• [WHAT YOU WILL DO]: From the entries that follow, reproduce exactly and only the lines from the line with "The return value" to the line with "Looks good to me", endpoints included.

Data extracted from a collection
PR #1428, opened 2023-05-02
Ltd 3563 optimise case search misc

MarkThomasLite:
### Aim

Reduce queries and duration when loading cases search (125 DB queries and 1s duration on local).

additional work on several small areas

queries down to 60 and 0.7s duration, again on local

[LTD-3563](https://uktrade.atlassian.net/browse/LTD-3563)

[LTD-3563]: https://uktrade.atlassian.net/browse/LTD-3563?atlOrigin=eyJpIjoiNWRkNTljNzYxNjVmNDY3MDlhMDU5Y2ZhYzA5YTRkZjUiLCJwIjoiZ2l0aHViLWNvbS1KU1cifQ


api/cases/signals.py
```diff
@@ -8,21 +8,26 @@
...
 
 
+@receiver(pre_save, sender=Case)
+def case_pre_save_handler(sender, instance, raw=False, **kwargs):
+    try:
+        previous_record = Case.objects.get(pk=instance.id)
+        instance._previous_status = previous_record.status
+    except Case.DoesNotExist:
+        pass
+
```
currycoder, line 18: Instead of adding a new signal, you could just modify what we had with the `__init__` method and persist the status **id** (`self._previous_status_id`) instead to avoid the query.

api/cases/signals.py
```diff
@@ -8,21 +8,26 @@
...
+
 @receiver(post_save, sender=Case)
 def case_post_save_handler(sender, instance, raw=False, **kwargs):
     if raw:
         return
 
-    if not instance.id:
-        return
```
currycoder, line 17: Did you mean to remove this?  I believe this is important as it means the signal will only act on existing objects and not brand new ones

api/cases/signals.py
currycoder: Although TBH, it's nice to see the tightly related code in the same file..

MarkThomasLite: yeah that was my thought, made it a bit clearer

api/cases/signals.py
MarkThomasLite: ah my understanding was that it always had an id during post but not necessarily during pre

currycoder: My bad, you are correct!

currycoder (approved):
==
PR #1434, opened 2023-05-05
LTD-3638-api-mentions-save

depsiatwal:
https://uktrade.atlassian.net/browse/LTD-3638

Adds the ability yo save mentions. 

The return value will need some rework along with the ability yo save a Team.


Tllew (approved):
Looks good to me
--
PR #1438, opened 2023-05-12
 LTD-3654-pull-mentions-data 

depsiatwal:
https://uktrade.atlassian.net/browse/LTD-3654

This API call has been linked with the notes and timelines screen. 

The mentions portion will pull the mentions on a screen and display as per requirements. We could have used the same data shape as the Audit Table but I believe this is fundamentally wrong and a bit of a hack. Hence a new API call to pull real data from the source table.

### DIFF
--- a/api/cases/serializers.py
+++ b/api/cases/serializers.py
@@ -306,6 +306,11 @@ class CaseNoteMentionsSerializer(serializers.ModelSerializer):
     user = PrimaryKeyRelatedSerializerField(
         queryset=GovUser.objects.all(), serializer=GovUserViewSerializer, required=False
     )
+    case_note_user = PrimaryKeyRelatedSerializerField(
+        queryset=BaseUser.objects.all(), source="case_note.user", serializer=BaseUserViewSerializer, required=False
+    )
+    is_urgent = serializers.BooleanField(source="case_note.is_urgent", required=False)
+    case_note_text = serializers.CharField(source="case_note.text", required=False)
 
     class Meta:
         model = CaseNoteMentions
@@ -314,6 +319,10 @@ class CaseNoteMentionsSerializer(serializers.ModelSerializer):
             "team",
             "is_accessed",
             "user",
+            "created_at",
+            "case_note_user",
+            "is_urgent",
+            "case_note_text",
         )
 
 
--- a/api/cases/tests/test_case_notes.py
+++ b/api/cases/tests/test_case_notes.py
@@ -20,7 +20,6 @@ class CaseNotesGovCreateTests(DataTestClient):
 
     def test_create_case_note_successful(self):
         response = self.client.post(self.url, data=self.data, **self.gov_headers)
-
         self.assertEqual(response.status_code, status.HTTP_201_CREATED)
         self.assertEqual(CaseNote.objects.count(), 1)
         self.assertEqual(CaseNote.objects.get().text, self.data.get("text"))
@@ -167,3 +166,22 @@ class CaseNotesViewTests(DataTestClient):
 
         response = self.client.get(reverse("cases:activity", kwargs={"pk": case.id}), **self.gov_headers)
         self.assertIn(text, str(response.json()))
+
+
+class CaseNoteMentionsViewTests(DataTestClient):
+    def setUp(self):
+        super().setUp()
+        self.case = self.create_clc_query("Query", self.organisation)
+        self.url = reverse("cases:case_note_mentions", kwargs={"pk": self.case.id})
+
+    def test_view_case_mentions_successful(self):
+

• [WRITTEN ANSWER]:
The return value will need some rework along with the ability yo save a Team.


Tllew (approved):
Looks good to me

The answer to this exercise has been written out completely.